*** DATA ***
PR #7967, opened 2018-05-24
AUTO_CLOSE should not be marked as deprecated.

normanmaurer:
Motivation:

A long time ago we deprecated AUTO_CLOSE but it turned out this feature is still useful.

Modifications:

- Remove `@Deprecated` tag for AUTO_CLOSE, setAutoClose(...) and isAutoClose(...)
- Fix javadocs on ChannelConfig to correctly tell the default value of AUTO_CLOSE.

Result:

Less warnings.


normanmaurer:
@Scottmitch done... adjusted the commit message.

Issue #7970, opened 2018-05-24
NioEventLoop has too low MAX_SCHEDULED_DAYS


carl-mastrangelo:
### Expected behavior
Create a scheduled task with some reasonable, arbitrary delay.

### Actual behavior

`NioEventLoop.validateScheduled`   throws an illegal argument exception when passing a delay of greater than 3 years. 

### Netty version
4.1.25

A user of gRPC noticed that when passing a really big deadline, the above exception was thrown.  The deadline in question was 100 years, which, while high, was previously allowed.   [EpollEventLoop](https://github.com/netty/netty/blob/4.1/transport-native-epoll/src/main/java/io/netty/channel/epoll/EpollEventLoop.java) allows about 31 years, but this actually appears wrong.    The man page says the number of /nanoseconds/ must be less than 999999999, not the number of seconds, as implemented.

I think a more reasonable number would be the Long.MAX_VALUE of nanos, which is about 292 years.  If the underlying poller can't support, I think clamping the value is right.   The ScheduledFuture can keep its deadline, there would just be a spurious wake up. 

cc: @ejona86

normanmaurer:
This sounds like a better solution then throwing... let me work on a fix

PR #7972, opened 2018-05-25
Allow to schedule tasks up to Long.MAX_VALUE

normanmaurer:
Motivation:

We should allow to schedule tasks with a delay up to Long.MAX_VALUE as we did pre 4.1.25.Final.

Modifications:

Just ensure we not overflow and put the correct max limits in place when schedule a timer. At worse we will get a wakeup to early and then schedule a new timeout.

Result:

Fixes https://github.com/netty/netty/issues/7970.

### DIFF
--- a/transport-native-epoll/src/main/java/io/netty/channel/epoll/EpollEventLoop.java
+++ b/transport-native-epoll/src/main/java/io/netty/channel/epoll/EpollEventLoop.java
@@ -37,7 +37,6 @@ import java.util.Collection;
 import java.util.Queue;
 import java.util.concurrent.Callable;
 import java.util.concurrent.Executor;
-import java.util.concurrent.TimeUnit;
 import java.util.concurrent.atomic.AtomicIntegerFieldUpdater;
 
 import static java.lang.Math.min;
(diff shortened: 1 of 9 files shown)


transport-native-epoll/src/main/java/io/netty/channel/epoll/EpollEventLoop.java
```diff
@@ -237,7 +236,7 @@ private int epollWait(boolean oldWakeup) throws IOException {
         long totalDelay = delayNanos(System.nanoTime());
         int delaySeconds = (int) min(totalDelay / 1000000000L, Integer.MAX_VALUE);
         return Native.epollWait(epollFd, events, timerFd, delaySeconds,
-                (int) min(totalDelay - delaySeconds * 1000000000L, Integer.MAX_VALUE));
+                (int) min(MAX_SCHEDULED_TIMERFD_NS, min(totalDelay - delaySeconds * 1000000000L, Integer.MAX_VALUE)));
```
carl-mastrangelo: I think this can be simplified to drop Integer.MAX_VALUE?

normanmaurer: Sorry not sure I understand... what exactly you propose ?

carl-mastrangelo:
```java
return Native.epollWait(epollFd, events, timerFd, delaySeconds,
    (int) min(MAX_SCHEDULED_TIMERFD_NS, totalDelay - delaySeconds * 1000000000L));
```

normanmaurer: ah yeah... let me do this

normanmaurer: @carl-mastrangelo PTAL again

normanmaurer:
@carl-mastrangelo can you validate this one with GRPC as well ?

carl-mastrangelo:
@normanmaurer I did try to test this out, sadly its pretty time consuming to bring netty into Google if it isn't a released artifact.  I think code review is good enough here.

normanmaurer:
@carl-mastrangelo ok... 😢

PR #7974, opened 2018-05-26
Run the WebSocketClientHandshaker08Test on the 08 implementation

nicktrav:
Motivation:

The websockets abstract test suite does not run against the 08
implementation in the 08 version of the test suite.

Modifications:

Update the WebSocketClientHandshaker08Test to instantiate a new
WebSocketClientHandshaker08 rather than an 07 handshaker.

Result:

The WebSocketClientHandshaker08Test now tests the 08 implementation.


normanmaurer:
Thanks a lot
***
◆ **WORK TO BE COMPLETED**
Filter these records, keeping every line where the word "mastrangelo" occurs.

◆ **OUTPUT**
carl-mastrangelo:
carl-mastrangelo: I think this can be simplified to drop Integer.MAX_VALUE?
carl-mastrangelo:
normanmaurer: @carl-mastrangelo PTAL again
@carl-mastrangelo can you validate this one with GRPC as well ?
carl-mastrangelo:
@carl-mastrangelo ok... 😢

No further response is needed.